**EXERCISE DATA**:
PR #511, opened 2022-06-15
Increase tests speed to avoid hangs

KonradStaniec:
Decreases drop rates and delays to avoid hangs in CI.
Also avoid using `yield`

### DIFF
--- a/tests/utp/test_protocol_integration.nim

...

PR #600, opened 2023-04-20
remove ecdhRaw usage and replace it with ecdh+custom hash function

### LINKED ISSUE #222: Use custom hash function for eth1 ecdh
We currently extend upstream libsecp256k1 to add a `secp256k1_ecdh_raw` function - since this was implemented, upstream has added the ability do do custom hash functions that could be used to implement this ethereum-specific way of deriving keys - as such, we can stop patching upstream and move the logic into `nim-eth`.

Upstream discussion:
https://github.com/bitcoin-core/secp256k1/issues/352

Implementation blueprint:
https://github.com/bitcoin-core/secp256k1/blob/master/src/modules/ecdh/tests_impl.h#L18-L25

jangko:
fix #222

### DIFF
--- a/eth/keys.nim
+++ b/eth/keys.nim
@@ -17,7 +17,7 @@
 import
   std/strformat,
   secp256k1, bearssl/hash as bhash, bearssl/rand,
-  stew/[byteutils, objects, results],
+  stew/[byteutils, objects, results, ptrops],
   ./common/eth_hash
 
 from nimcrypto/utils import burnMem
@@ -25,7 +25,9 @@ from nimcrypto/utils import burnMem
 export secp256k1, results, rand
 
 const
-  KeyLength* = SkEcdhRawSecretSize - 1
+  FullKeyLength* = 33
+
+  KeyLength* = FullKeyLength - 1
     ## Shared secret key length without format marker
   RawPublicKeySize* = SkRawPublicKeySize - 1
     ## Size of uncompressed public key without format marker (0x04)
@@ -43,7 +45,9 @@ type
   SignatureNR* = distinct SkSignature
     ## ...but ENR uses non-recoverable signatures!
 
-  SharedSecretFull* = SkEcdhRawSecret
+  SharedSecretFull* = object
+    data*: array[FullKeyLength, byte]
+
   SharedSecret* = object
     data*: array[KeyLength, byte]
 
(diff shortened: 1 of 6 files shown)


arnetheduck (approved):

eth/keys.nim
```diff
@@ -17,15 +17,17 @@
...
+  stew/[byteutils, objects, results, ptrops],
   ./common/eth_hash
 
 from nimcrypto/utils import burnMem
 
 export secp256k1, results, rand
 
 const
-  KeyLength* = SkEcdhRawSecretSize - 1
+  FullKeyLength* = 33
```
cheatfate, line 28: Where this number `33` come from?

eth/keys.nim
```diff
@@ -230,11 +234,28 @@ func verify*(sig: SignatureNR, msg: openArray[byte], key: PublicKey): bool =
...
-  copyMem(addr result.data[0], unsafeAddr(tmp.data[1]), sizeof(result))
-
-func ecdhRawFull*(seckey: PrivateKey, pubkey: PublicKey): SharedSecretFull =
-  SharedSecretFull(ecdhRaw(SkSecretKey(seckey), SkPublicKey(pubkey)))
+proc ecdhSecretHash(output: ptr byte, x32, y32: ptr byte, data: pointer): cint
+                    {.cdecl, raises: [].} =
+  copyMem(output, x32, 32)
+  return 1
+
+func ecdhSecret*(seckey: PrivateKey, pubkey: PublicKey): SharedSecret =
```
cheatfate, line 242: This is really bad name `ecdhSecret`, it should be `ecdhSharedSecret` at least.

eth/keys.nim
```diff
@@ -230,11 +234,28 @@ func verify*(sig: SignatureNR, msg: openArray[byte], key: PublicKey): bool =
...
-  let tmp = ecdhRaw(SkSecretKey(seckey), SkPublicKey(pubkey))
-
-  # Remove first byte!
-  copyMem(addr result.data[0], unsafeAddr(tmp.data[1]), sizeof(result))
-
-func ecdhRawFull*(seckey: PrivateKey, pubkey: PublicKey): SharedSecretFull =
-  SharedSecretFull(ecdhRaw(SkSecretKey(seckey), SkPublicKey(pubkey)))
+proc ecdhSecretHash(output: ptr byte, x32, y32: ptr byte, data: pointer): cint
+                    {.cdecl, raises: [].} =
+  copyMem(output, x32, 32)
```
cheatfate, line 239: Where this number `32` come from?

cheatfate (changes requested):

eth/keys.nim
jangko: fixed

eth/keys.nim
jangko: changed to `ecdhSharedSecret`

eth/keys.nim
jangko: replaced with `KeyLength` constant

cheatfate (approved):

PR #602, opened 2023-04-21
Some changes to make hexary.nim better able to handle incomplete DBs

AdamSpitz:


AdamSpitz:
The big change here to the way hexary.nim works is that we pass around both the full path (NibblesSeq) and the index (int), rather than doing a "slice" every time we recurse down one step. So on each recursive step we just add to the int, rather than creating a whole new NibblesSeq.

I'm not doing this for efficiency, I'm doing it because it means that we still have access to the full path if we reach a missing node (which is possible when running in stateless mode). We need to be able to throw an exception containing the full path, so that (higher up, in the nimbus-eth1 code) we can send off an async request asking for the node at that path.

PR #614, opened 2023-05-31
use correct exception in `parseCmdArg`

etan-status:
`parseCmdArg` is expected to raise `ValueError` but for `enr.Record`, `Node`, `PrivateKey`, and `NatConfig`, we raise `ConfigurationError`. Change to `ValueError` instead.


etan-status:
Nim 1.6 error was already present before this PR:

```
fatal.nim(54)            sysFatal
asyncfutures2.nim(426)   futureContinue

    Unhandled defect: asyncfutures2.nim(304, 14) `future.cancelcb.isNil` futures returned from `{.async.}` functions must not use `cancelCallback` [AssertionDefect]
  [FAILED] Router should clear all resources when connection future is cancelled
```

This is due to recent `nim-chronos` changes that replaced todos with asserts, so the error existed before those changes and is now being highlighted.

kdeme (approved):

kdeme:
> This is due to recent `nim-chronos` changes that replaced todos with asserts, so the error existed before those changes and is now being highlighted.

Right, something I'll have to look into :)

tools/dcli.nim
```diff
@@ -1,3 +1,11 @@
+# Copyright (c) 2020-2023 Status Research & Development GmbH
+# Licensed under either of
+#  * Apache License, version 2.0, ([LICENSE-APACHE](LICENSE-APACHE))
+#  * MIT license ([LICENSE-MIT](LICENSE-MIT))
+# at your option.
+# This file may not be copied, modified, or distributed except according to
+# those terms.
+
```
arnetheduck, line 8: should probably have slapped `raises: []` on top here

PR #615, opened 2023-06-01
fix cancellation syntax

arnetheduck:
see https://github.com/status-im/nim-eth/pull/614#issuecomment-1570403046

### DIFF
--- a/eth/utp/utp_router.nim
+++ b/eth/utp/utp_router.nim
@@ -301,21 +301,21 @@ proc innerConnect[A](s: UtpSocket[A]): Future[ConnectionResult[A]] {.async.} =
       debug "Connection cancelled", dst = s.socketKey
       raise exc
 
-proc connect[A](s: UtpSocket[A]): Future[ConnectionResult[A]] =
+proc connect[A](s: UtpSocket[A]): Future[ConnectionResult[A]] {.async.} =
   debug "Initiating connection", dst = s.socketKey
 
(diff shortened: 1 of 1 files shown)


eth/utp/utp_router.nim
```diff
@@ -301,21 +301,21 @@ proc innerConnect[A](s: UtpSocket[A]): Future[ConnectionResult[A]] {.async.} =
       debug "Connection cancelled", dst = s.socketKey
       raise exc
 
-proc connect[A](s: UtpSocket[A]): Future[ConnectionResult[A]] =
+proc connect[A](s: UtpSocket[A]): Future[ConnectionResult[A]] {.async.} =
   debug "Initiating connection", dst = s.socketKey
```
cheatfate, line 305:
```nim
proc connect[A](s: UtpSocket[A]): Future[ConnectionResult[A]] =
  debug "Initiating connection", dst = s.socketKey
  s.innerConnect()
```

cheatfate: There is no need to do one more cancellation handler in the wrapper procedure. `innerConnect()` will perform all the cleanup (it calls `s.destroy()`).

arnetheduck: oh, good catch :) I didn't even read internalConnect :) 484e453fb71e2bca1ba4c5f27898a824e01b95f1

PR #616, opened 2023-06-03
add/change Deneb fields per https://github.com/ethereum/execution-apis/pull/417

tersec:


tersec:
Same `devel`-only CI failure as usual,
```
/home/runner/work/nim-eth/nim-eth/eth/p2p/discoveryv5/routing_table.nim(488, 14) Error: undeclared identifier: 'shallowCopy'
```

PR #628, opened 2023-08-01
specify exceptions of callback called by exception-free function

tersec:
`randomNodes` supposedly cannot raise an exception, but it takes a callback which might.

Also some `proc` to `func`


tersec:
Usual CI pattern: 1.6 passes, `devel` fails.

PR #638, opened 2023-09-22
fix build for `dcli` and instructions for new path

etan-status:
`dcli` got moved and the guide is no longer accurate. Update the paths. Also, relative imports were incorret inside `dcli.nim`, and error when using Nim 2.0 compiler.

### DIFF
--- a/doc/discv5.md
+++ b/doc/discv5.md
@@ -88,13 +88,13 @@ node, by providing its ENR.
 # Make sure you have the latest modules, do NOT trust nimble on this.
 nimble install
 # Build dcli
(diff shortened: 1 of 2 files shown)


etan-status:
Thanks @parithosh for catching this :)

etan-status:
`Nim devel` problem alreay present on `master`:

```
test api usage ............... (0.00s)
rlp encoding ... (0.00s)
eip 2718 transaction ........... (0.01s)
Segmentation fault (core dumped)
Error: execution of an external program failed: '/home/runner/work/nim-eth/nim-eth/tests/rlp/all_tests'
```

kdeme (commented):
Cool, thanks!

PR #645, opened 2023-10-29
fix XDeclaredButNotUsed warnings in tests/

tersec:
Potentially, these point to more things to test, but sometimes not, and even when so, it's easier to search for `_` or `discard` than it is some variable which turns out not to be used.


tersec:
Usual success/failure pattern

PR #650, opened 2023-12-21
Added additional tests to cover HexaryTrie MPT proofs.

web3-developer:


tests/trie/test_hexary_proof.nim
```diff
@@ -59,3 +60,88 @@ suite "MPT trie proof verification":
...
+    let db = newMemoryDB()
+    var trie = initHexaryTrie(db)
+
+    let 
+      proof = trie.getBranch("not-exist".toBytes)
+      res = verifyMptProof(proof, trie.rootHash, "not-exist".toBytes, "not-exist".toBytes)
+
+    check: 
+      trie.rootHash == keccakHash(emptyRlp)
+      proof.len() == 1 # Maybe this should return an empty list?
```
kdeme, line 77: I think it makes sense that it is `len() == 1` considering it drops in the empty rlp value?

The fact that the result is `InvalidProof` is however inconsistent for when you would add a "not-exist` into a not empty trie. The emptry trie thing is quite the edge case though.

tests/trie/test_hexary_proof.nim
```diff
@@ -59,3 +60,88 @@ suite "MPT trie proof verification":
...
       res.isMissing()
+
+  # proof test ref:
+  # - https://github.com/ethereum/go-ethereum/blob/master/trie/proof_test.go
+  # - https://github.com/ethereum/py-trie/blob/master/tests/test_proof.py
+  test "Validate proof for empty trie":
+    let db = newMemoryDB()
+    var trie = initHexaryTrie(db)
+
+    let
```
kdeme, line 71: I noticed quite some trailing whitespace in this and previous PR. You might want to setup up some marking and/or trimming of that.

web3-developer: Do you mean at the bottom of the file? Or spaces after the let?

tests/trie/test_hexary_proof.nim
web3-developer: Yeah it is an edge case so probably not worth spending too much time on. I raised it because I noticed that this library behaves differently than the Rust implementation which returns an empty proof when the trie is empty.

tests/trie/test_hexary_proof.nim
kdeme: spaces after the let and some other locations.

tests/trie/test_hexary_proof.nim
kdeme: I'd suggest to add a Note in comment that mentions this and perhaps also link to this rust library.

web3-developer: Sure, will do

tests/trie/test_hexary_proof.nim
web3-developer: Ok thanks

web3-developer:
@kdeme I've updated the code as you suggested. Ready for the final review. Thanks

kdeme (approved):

==

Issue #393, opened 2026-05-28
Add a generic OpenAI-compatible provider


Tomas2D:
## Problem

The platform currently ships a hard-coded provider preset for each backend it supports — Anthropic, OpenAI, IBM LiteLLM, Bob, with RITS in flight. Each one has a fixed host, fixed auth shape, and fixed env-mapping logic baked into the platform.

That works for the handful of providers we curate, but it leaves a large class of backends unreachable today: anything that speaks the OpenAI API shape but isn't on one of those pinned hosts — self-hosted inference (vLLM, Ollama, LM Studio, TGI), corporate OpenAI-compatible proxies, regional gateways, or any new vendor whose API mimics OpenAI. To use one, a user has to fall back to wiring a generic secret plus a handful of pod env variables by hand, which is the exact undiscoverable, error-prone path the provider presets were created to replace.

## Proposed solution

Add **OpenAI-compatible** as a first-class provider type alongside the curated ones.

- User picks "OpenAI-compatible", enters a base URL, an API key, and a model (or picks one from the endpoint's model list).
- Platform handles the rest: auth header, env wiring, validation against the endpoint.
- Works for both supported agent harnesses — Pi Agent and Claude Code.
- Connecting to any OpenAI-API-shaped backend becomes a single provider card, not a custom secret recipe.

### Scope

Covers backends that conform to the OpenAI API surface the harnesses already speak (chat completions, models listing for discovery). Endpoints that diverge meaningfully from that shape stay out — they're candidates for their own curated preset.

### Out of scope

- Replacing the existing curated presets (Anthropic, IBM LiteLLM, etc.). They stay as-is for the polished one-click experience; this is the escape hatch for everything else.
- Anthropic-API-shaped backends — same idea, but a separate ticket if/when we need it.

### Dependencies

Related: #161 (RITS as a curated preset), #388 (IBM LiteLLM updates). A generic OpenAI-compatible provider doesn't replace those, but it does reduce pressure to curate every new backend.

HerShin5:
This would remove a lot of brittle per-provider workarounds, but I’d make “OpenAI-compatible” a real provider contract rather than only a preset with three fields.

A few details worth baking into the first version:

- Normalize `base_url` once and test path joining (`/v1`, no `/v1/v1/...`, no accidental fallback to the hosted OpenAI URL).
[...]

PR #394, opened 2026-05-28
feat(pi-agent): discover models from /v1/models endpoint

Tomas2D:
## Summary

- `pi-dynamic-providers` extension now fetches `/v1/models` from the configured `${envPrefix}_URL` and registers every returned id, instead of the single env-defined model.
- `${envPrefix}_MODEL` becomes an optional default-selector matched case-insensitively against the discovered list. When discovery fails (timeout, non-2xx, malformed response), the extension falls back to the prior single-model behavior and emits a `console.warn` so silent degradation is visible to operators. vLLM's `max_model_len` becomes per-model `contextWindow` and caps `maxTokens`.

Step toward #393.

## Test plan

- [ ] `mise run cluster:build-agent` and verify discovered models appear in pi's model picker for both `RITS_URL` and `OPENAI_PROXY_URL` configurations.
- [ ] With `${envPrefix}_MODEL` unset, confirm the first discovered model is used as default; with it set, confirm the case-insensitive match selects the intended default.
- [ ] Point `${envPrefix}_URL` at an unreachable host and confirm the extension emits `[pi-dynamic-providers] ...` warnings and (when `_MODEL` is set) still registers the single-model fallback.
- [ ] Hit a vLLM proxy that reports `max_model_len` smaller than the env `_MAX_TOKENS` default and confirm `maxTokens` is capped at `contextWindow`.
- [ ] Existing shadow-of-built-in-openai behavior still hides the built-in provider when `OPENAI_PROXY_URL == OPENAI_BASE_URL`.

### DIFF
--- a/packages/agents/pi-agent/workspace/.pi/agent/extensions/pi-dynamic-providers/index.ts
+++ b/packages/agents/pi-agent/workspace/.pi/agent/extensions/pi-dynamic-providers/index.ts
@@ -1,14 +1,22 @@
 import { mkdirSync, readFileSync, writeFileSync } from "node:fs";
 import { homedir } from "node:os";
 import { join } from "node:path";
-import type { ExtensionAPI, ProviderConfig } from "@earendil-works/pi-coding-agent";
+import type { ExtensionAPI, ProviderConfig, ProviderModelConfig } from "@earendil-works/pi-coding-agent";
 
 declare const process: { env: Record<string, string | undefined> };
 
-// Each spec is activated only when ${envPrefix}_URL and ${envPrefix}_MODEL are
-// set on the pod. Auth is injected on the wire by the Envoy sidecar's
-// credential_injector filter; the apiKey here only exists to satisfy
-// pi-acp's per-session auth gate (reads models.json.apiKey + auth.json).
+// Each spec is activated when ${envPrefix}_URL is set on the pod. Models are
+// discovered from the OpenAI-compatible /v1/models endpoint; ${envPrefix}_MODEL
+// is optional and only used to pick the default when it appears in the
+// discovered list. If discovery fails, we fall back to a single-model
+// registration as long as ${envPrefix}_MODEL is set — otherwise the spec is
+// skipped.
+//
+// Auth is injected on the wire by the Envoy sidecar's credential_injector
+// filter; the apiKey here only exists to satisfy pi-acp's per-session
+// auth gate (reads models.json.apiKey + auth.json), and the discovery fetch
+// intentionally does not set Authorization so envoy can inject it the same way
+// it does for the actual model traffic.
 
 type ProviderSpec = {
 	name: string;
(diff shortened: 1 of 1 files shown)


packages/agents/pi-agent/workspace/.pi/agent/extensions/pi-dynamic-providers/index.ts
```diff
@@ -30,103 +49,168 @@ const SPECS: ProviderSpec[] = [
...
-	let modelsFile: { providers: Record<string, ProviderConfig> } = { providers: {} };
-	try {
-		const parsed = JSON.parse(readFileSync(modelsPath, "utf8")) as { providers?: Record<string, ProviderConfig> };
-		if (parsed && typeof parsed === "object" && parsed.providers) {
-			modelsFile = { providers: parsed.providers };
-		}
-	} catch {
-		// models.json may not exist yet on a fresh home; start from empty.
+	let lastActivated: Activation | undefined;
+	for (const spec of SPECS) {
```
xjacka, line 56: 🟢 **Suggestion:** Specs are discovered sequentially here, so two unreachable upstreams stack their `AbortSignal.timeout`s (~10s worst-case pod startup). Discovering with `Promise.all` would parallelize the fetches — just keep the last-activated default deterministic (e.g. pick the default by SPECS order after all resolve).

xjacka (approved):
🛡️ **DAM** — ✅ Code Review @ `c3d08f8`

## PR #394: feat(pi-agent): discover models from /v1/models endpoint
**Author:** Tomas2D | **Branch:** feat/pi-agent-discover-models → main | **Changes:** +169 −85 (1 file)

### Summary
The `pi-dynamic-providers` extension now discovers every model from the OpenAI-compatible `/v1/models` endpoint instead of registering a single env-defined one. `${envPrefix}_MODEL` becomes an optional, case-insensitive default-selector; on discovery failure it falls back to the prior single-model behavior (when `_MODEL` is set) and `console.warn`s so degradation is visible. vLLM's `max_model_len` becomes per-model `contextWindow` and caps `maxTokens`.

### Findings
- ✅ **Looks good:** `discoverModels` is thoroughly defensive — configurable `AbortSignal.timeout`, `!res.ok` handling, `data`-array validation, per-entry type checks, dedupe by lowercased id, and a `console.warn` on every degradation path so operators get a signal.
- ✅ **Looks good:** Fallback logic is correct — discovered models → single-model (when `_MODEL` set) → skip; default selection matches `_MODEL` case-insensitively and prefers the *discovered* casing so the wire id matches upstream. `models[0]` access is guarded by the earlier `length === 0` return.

**YOUR OBJECTIVE**:
Check the listing above for lines containing the string "Where", and copy each one.

**TASK OUTPUT**:
cheatfate, line 28: Where this number `33` come from?
cheatfate, line 239: Where this number `32` come from?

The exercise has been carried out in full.